Is not functioning correctly. The function does not compute the intercept of 4, it is specified by the script regardless of the data frame.

With the elbow method (method = “wss”), the analyst needs to identify the location of a bend (knee) in the plot.

Of course, the location of the bend depends on the data at hand. With our demo data, the corresponding value was K = 4. You need to change this value according to your data.

Hi, can you explain whay do you refer when you say “The location of a bend (knee)” ¿is something related to the derivative of the grafic? thanks.

Hi, thanks for the post. It’s excellent. I still have a problem though. How can I determine the optimum number of clusters if I have mixed data? These functions require numerical matrices as input. In my data I have nominal, ordinal and numerical variables. I used gower distances to calculate the dissimilarity matrix and was planing to use hierarchical clustering (but I am open to change that method).
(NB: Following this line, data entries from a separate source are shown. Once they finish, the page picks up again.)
PR #294, opened 2023-07-26
fix: follow the `include`s when returning affected tables in `live*`

icehaunter:


thruflo:
This is awesome, thanks :) and this will fix my hack posted in #user-feedback.

One other requirement noted in the Linear issue description that's not addressed by the include tree is also detecting when a where clause uses a related table. For example, you could query on a relation without including it. I'd suggest we address that in future when implementing proper relation query support.

thruflo (approved):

Thanks!

There 4 different other methods other than the elbow method. I think you didn’t mention CCC method which is also based on R2 value. I’m using JMP statistical analysis and there the CCC is the main method of determining the number of clusters. The hierarchical method uses Elbow method though.
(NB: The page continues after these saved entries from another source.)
PR #298, opened 2023-07-26
client: fix buggy connectivity hook.

thruflo:
The problem was that existing satellite processes were not reporting their existing connectivity status to the connectivity hook. This was confusing the hook into always starting in a disconnected state, despite the connection being connected.

I've left one note in the code about a future refactor. I'm not convinced by the current code structure and connectivity state machine. But suggesting we merge this as we need the fix urgently.

### DIFF
--- a/clients/typescript/src/client/model/client.ts
+++ b/clients/typescript/src/client/model/client.ts
@@ -1,6 +1,4 @@
 import { ElectricNamespace } from '../../electric/namespace'
-import { DatabaseAdapter } from '../../electric/adapter'
-import { Notifier } from '../../notifiers'
 import { DbSchema, TableSchema } from './schema'
 import { liveRaw, raw, Table } from './table'
 import { Row, Statement } from '../../util'
@@ -59,10 +57,14 @@ export class ElectricClient<
 > extends ElectricNamespace {
   private constructor(
     public db: ClientTables<DB> & RawQueries,
-    adapter: DatabaseAdapter,
-    notifier: Notifier
+    electric: ElectricNamespace
   ) {
-    super(adapter, notifier)
+    super(electric.adapter, electric.notifier)
+
+    Object.defineProperty(this, 'isConnected', {
+      get: () => electric.isConnected,
+      set: (_value) => { /* noop */ }
+    })
   }
 
   // Builds the DAL namespace from a `dbDescription` object
@@ -98,6 +100,6 @@ export class ElectricClient<
       liveRaw: liveRaw.bind(null, electric.adapter),
     }
 
-    return new ElectricClient(db, electric.adapter, electric.notifier)
+    return new ElectricClient(db, electric)
   }
 }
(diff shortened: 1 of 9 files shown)


thruflo:
p.s.: someone please tell me the right command to run prettier properly!

alco:
@thruflo Run `pnpm format` inside the `clients/typescript` directory.

clients/typescript/src/client/model/client.ts
```diff
@@ -59,10 +57,16 @@ export class ElectricClient<
...
   ) {
-    super(adapter, notifier)
+    super(electric.adapter, electric.notifier)
+
+    Object.defineProperty(this, 'isConnected', {
+      get: () => electric.isConnected,
+      set: (_value) => {
+        /* noop */
+      },
+    })
```
icehaunter, line 69: This feels very weird and indirect to me. 

So before this change, the `const electric = new ElectricNamespace()` variable in `src/satellite/index.ts` was used in a mildly weird way: it was used for the constructor, and then only `.adapter` and `.notifier` properties got used from that instance. This `ElectricClient` instance extends `ElectricNamespace` - so it will be initialized again with the same notifier, but now you're building a closure to capture a previous namespace and use `isConnected` value from there instead of using `isConnected` value derived from the `extends ElectricNamespace`. I honestly see no reason at all for this override: if it's just so you can run `electric.setIsConnected(satellite.connectivityState)` in `src/satellite/index.ts` then you can remove this property and call `namespace.setIsConnected` a couple lines down in the same file.

I don't know why we need that kind of cognitive load - figuring out how/why this is working took a minute. 

I think the correct change would be to:
1. Replace the `electric: ElectricNamespace` parameter in `create` with explcit `adapter` and `notifier`. Same for this constructor.
2. Don't create a "transient" `ElectricNamespace` instance in `src/satellite/index.ts` at all - it doesn't get used and the same constructor code runs perfectly well here in the `super` call.
3. Move `electric.setIsConnected(satellite.connectivityState)` to instead reference the created `ElectricClient` instance directly.

That way it's cleaner, we're setting up one less listener, have only once source of truth instance, and don't need an ugly `definePropery` call in constructor

icehaunter (changes requested):

clients/typescript/src/client/model/client.ts
thruflo: Totally. Be very good to simplify this.

As a left field thought: perhaps the electric client should just have a reference to the satellite process?

clients/typescript/src/frameworks/react/hooks/useConnectivityState.ts
```diff
@@ -1,61 +1,98 @@
...
 import { ElectricContext } from '../provider'
 
+type RetVal = {
+  connectivityState: ConnectivityState
+  setConnectivityState: (state: ConnectivityState) => void
+  toggleConnectivityState: () => void
+}
+type HookFn = () => RetVal
+
+const STATES: {
```
kevin-dp, line 15: Why not using a TypeScript enumeration for this?

kevin-dp (approved):

icehaunter (approved):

Thank you for your input. I’ll take it into account

Hi, when I run df <-scale(USArrests) I am getting Error in colMeans(x, na.rm = TRUE) : 'x' must be numeric. How to fix it?

Hi, the error is not reproducible on my computer.

Please try this:

data(USArrests)

scale(USArrests)

Awesome post! Outstanding!

Thanks for the post. Are there any plans for parallel implementation of the packages as they run very slow on large datasets.